Failure to Implement Care-Plan Interventions Leads to New Skin Breakdown
Penalty
Summary
A resident with a history of stroke, aphasia, and hemiplegia, who was totally dependent on staff for all activities of daily living and had severely impaired cognition, was identified as being at very high risk for pressure-related skin injuries based on a Braden Scale score of 8. Despite care plan interventions that included regular repositioning and the use of assistive devices to minimize skin breakdown, the resident was repeatedly observed resting in bed without positioning devices under their left arm.

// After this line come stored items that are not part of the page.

PR #775, opened 2020-08-20
Fix sorting and collapsing of dump output

### LINKED ISSUE #771: Add variable type

markstory:
I thought the panel layout was used. It is not.
I forgot to apply variable sorting when switching dump implementations.

Fixes #771


tests/TestCase/View/Helper/ToolbarHelperTest.php
```diff
@@ -78,10 +79,30 @@ public function testDumpCoerceHtml()
...
+
         // Restore back to original value.
         Debugger::configInstance('exportFormatter', $restore);
     }
 
+    public function testDumpSorted()
+    {
+        $getValues = function ($el) {
+            return (string)$el;
+        };
```
garas, line 91: Use `strval()` instead

markstory: ok.

dereuromark: Why that?

garas: Whole closure can be replaced with PHP function, not code in closure.

PR #779, opened 2020-08-25
sqlite3 extension

mhf-ir:


dereuromark:
This is not a requirement.
If sqlite is not present it will and can use a different configured DB, e.g. Mysql or Postgres.
It just needs "any" - you provided "none", that was the issue.

dereuromark:
It is quite clearly mentioned in the README install instructions, as well, already:
https://github.com/cakephp/debug_kit#requirements
So closing then, as nothing is needed to be fixed.

ndm2:
> [...] if you need to use a different database see the Database Configuration section below.

To be fair, there is no "_Database Configuration section_" below 😉  It should probably say something like "_see the Database Configuration section in the documentation linked below_", or directly link to it.

dereuromark:
Done in https://github.com/cakephp/debug_kit/commit/b72d5e4ab458e706e3452f49f8f9c65e3ae7e627

PR #782, opened 2020-10-08
fix: pass default-param to underlying cache-engine

### LINKED ISSUE #781: DebugEngine does not pass default value for getMultiple
DebugKit wraps Cache-Engines with the `DebugKit\Cache\Engine\DebugEngine` class.
This class reimplements the function `getMultiple` to track performance (i guess).
That function takes two parameters: `$keys` (the keys to get from cache) and `$default` (the value to return when there was no cache hit) and internally calls the `getMultiple` on the real engine ([see here](https://github.com/cakephp/debug_kit/blob/7e0de3676c867318d76c1293ff7fa8fbf075e1fc/src/Cache/Engine/DebugEngine.php#L199)).
However, the param `$default` is not passed to the call to the engine.

This breaks when using CakePHPs `Cache::pool` with `Psr16Adapter` from Symphony - which a library I'm using requires me to (it internally wraps a given pool).
This breaks because said Adapter in Symphony internally uses a reference to `\stdObject` to determine whether the cache had a hit or not (which allows them to store `null`-Values in the Cache). And thus, cache-misses are not recognised and null is returned as the cached value.

Said `Psr16Adapter` requires the given pool to implement `Psr\SimpleCache\CacheInterface`, as which the return-value of CakePHPs `Cache::pool` is defined (as well as the class `Cake\Cache\CacheEngine`, which said `DebugEngine` extends).

Is there some intention why this param is not passed?
If not I'm happy to send a pull-request to fix this issue (if you'd like one).

xyng:
fixes #781

### DIFF
--- a/src/Cache/Engine/DebugEngine.php
+++ b/src/Cache/Engine/DebugEngine.php
@@ -196,7 +196,7 @@ class DebugEngine extends CacheEngine
     public function getMultiple($keys, $default = null): iterable
     {
         $start = microtime(true);
-        $result = $this->_engine->getMultiple($keys);
+        $result = $this->_engine->getMultiple($keys, $default);
         $duration = microtime(true) - $start;
 
         $this->track('get hit');


othercorey:
Thanks!

PR #783, opened 2020-10-11
fix warning in php8

swiffer:
DebugKit\Panel\VariablesPanel::DebugKit\Panel\{closure}(): Argument #1 ($item) must be passed by reference, value given


markstory:
Thank you 👍 I'll look into the build failure as it doesn't seem like it should be related.

hackzilla:
@markstory Any chance this could be merged into the 3.x branch as well?
I'm having this error with cake 3.9 & 3.10 ~~with php 7.3 and php 7.4~~

Edit: CakePHP is defaulting to PHP 8.0 when I run the server command.

PR #784, opened 2020-10-12
Add php8 build

markstory:
Improve test failure message and add php8 coverage to try and diagnose the root cause of errors in php8 that may have been causing #783


markstory:
Closing as we're getting off of travis.

PR #790, opened 2020-11-07
Add Github Actions based CI

markstory:
Convert what we had in travis to GitHub Actions

### DIFF
--- a/.github/workflows/ci.yml
+++ b/.github/workflows/ci.yml
@@ -15,10 +15,10 @@ jobs:
       fail-fast: false
       matrix:
         php-version: ['7.2', '7.4']
-        db-type: [mysql, pgsql]
+        db-type: [mysql, pgsql, sqlite]
         prefer-lowest: ['']
         include:
-          - php-version: '7.2'
+          - php-version: '7.4'
             db-type: 'sqlite'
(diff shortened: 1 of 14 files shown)


composer.json
```diff
@@ -32,7 +32,8 @@
     "require-dev": {
         "cakephp/cakephp-codesniffer": "^4.0",
         "cakephp/authorization": "^2.0",
-        "phpunit/phpunit": "^8.0"
+        "phpunit/phpunit": "^8.0",
+        "psalm/phar": "^3.6"
```
othercorey, line 36: This should match the version used in GA. We should remove psalm-setup if we're adding it here.

markstory: Whoops this isn't supposed to be here.

.github/workflows/ci.yml
```diff
@@ -15,10 +15,10 @@ jobs:
       fail-fast: false
       matrix:
         php-version: ['7.2', '7.4']
-        db-type: [mysql, pgsql]
+        db-type: [mysql, pgsql, sqlite]
         prefer-lowest: ['']
         include:
-          - php-version: '7.2'
+          - php-version: '7.4'
```
othercorey, line 21: prefer-lowest should be 7.2 not 7.4

PR #791, opened 2020-11-10
Remove travis and add php8 support

markstory:


othercorey:
The extra phpunit methods were added to `TestCase` to be backwards compatible. Will need to do the same here somehow:

https://github.com/cakephp/cakephp/commit/e01649deb97ec7749cae0d900be18ff6d6859b09#diff-b24fba393b9e95eaea01b9206716931a735e88744f97b9f9d5d9f30889bc7fba

markstory:
@othercorey I'll just revisit PHP8 support after 4.2 comes out

othercorey:
Do we need to test more than sqlite with this one or should we add windows build for the sqlserver specific tests?

markstory:
> Do we need to test more than sqlite with this one or should we add windows build for the sqlserver specific tests?

I don't think there is a need for a sqlserver build. There isn't any logic in this plugin that uses advanced database features.

Issue #793, opened 2020-11-15
4.3.6 excludes /tests from archive so composer install --prefer-dist will have broken debug_kit (Fixture missing)


swiffer:
Fatal error: Uncaught Error: Class name must be a valid object or a string in /var/www/html/tiefblau/vendor/cakephp/debug_kit/src/Model/Table/LazyTableTrait.php on line 64

othercorey:
Thanks for finding and reporting this. Should be fixed in 4.3.7 release.

PR #794, opened 2020-11-15
Update .gitattributes

swiffer:
Keep Fixtures so DebugKit is able to create Tables when required (LazyTableTrait).

solves #793 , recovers #792


othercorey:
Thanks. It's unfortunate that this is part of tests, but we definitely need it.

PR #796, opened 2020-11-15
WIP: Fix serialization in Variables Panel with PHP8

swiffer:
array_map can not be used with value passed by reference, so use array_walk instead ?


othercorey:
Fixed in separate PR.

PR #414, opened 2024-11-29
Rework API and app for Sendable and remove Result

jkmassel:
Some suggestions for #413:

1. I realized that the `ListViewDataConvertable` `Identifiable` conformance doesn't make sense – `ListViewData` should be `Identifiable` but  `ListViewDataConvertable` shouldn't. That's my bad in the original design – this PR corrects it.
2. I wasn't sure about having `globalInstance` be `@MainActor` because there's no real reason to synchronize with the main thread for access – this PR removes that.
3. There was a bunch of API that used `Result` types, which is weird in an async/await context, so I've adjusted it. The mock object retains the `Result` type so that its initializer can be expressed as a single argument.

### DIFF
--- a/native/swift/Sources/wordpress-api/LoginAPI.swift
+++ b/native/swift/Sources/wordpress-api/LoginAPI.swift
@@ -11,78 +11,10 @@ import FoundationNetworking
 public final class WordPressLoginClient {
 
     public protocol AuthenticatorProtocol {
-        func authenticate(url: URL, callbackURL: URL) async throws -> URL
+        func authenticate(url: URL, callbackURL: URL) async throws(WordPressLoginClientError) -> URL
     }
 
     private static let callbackURL = URL(string: "x-wordpress-app://login-callback")!
-
-    public enum Error: Swift.Error {
-        case invalidSiteAddress(UrlDiscoveryError)
-        case missingLoginUrl
-        case authenticationError(OAuthResponseUrlError)
-        case invalidApplicationPasswordCallback
-        case cancelled
-        case unknown(Swift.Error)
-
-        func isAutodiscoveryError() -> Bool {
-            guard case let .invalidSiteAddress(urlDiscoveryError) = self else {
-                return false
-            }
-
-            guard case .UrlDiscoveryFailed = urlDiscoveryError else {
-                return false
-            }
-
-            return true
-        }
-
-        var isFailedToFetchApiDetails: Bool {
-            guard
-                case let .invalidSiteAddress(urlDiscoveryError) = self,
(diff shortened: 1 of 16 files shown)


native/swift/Sources/wordpress-api/LoginAPI.swift
```diff
@@ -10,8 +10,8 @@ import FoundationNetworking
 
 public final class WordPressLoginClient {
 
-    public protocol Authenticator {
-        func authenticate(url: URL, callbackURL: URL) async -> Result<URL, Error>
+    public protocol AuthenticatorProtocol {
+        func authenticate(url: URL, callbackURL: URL) async throws -> URL
```
crazytonyli: I used `Result` so that we can easily change the API to `throws(Error) -> URL`, but I forgot to do it...

Now that you are changing this, do you mind adding the error type here: `throws(Error)`? You'll probably need to undo your changes first because it should be more straightforward to update based on the original code, like changing `return result` to `return try result.get()` should be sufficient.

native/swift/Tests/wordpress-api/LoginTests.swift
```diff
@@ -42,15 +43,21 @@ class LoginTests {
...
-            guard let loginError = error as? WordPressLoginClient.Error, case .invalidSiteAddress = loginError else {
+                authenticator: MockAuthenticator
+                    .returning(
+                        .failure(WordPressLoginClient.Error.invalidSiteAddress(.UrlDiscoveryFailed(attempts: .init())))
+                    )
+            )
+        },
+ throws: { error in
+            guard let loginError = error as? WordPressLoginClient.Error,
+ case .invalidSiteAddress = loginError else {
```
crazytonyli: Fix indentations (performing, throws, case) here?

jkmassel: Should be sorted!

native/swift/Sources/wordpress-api/LoginAPI.swift
jkmassel: Yep, I ran around and adjusted it – I also broke the error out into its own file since it's pretty big (and I suspect may get bigger)

jkmassel: There was also some weird SwiftLint behaviour when I made the `throws` typed – it was yelling about nested type depth. 

Updating `SwiftLint` fixed it

jkmassel:
@crazytonyli I think this is ready for another look? Feel free to merge yourself if you're happy with it

crazytonyli (approved):

PR #423, opened 2024-12-03
List `/comments` endpoint

oguzkocer:
Implements list `/comments` endpoint following the established patterns.

### DIFF
--- a/wp_api/src/comments.rs
+++ b/wp_api/src/comments.rs
@@ -434,10 +434,12 @@ mod tests {
     #[case(generate!(CommentListParams, (page, Some(2))), "page=2")]
     #[case(generate!(CommentListParams, (per_page, Some(2))), "per_page=2")]
     #[case(generate!(CommentListParams, (search, Some("foo".to_string()))), "search=foo")]
+    #[case(generate!(CommentListParams, (search, Some("foo + bar".to_string()))), "search=foo+%2B+bar")]
     #[case(generate!(CommentListParams, (after, Some("2023-08-14 17:00:00.000".to_string()))), "after=2023-08-14+17%3A00%3A00.000")]
     #[case(generate!(CommentListParams, (author, vec![UserId(1), UserId(2)])), "author=1%2C2")]
     #[case(generate!(CommentListParams, (author_exclude, vec![UserId(1), UserId(2)])), "author_exclude=1%2C2")]
     #[case(generate!(CommentListParams, (author_email, Some("foo".to_string()))), "author_email=foo")]
+    #[case(generate!(CommentListParams, (author_email, Some("foo+bar@example.com".to_string()))), "author_email=foo%2Bbar%40example.com")]
     #[case(generate!(CommentListParams, (before, Some("2023-08-14 17:00:00.000".to_string()))), "before=2023-08-14+17%3A00%3A00.000")]
     #[case(generate!(CommentListParams, (exclude, vec![CommentId(1), CommentId(2)])), "exclude=1%2C2")]
     #[case(generate!(CommentListParams, (include, vec![CommentId(1), CommentId(2)])), "include=1%2C2")]
@@ -471,7 +473,7 @@ mod tests {
             after: Some("d_a".to_string()),
             author: vec![UserId(111), UserId(112)],
             author_exclude: vec![UserId(211), UserId(212)],
-            author_email: Some("a_email".to_string()),
+            author_email: Some("a_email@example.com".to_string()),
             before: Some("d_b".to_string()),
             exclude: vec![CommentId(1111), CommentId(1112)],
             include: vec![CommentId(2111), CommentId(2112)],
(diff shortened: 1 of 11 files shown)


wp_api/src/comments.rs
```diff
@@ -0,0 +1,497 @@
...
+    pub parent: Option<CommentId>,
+    #[WpContext(edit, view)]
+    pub post: Option<PostId>,
+    #[WpContext(edit, view)]
+    pub status: Option<String>,
+    #[serde(rename = "type")]
+    #[WpContext(edit, embed, view)]
+    pub comment_type: Option<CommentType>,
+    #[WpContext(edit, embed, view)]
+    pub author_avatar_urls: Option<CommentAuthorAvatarUrls>,
```
crazytonyli, line 342: The type here should be the same as the one used in user

https://github.com/Automattic/wordpress-rs/blob/b18099c95cc970cb4a93a79669cb68fbafec0e31/wp_api/src/users.rs#L474

wp_api/src/comments.rs
```diff
@@ -0,0 +1,497 @@
...
+    #[case(generate!(CommentListParams, (comment_type, Some(CommentType::Custom("foo".to_string())))), "type=foo")]
+    #[case(generate!(CommentListParams, (password, Some("foo".to_string()))), "password=foo")]
+    #[case(CommentListParams {
+            page: Some(11),
+            per_page: Some(22),
+            search: Some("s_q".to_string()),
+            after: Some("d_a".to_string()),
+            author: vec![UserId(111), UserId(112)],
+            author_exclude: vec![UserId(211), UserId(212)],
+            author_email: Some("a_email".to_string()),
```
crazytonyli: Question: how should an email like `foo+bar@example.com` be encoded as a URL query? As it is, or `foo%2B@example.com`? Does WordPress accept both?

Similarly, if the user types "Comments about + sign" to search, what's the expected content of the `search` query?

wp_api/src/comments.rs
oguzkocer: That's a good point.

I am not sure which type we should prefer. `HashMap<String, String>` would be the safer choice, but we'll get strong types with `UserAvatarUrls`. We can also switch to `HashMap<UserAvatarUrlSize, String>` where `UserAvatarUrlSize` is an `enum`, so we can support custom sizes and still have some strong type information.

@jkmassel Do you know how customizable this field is? Do you have a preference?

wp_api/src/comments.rs
oguzkocer: > Question: how should an email like foo+bar@example.com be encoded as a URL query? As it is, or foo%2B@example.com?

It'll be encoded as `foo%2Bbar%40example.com`

> Does WordPress accept both?

Although I don't know the answer to this question, I think our current implementation works as expected. For example, if I update the [`email` field used in create user integration test](https://github.com/Automattic/wordpress-rs/blob/2f2cf1d22c196623ec5fcfa8db6c608134ada9a0/wp_api_integration_tests/tests/test_users_mut.rs#L14) to `t_email+foo@example.com`, the created user has the correct email address:

Screenshot 2024-12-09 at 12 09 01

> Similarly, if the user types "Comments about + sign" to search, what's the expected content of the search query?

Pretty much every field will get url encoded by [the `url` crate](https://docs.rs/url/latest/url/) which follows the [URL standard.](https://url.spec.whatwg.org/)

I've added a few more tests about these in 6c3d86c61018733c3b7a18993f43afb6438e34db.

wp_api/src/comments.rs
crazytonyli: It's not a surprise that plugins can customize avatar sizes (thus changing the response schema). https://github.com/WordPress/wordpress-develop/blob/faff3a2085bda2413547813172e5902c93389830/src/wp-includes/rest-api.php#L1298

oguzkocer: I see. In that case, I think the `enum` solution would work best. It's an approach we use in several other places where we want stronger types, but we want to ensure we support customizing the fields. I'll make that change.

wp_api/src/comments.rs
crazytonyli: > Pretty much every field will get url encoded by [the url crate](https://docs.rs/url/latest/url/) which follows the [URL standard.](https://url.spec.whatwg.org/)

The reason I asked was different web apps treat `+` differently and we need to make sure we are encoding URL queries the way WordPress expects. For example, Google encodes whitespaces as '+' ([example](https://www.google.com/search?q=foo+bar)), instead of its percentage encode value '%20', which is against "the standard". That means a URL like `https://www.google.com/search?q=foo+bar%40email.com` makes Google think the search is `foo bar@email.com`

> The query percent-encode set is the [C0 control percent-encode set](https://url.spec.whatwg.org/#c0-control-percent-encode-set) and U+0020 SPACE, U+0022 ("), U+0023 (#), U+003C (<), and U+003E (>).

oguzkocer: As shown in the screenshot above, I think we are doing it correctly.

wp_api/src/comments.rs
oguzkocer: @crazytonyli I am working on this [as a separate PR](https://github.com/Automattic/wordpress-rs/pull/440). Do you mind if we land this PR as is?

I am building the retrieve `/comments` and other comment actions on top of these, so it'd be great to have this merged to make progress with the PR reviews.

crazytonyli (approved):

PR #425, opened 2024-12-04
Add `Client` for sending requests to plugin directory

crazytonyli:
> [!Note]
> This PR is built on top of https://github.com/Automattic/wordpress-rs/pull/424.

Multiple observations noted a strong odor in the room and under the resident's left breast, where open areas of skin breakdown were found. The care plan also required daily observation of skin condition and reporting of abnormalities, but the new skin breakdown under the left breast was not documented in the skin and wound evaluation prior to surveyor discovery. Further review revealed that the resident's left arm was nearly closed over the left breast, with no positioning device in place to aid in pressure reduction, and staff noted the resident sweated excessively. The facility's own skin management guidelines identified excessive perspiration as a risk factor for moisture-associated skin damage, yet these risks were not adequately addressed. The failure to implement care-planned interventions and to document and report new skin breakdown resulted in the development of multiple open areas under the resident's left breast, indicating a lack of adherence to professional standards of practice for the prevention and management of pressure ulcers.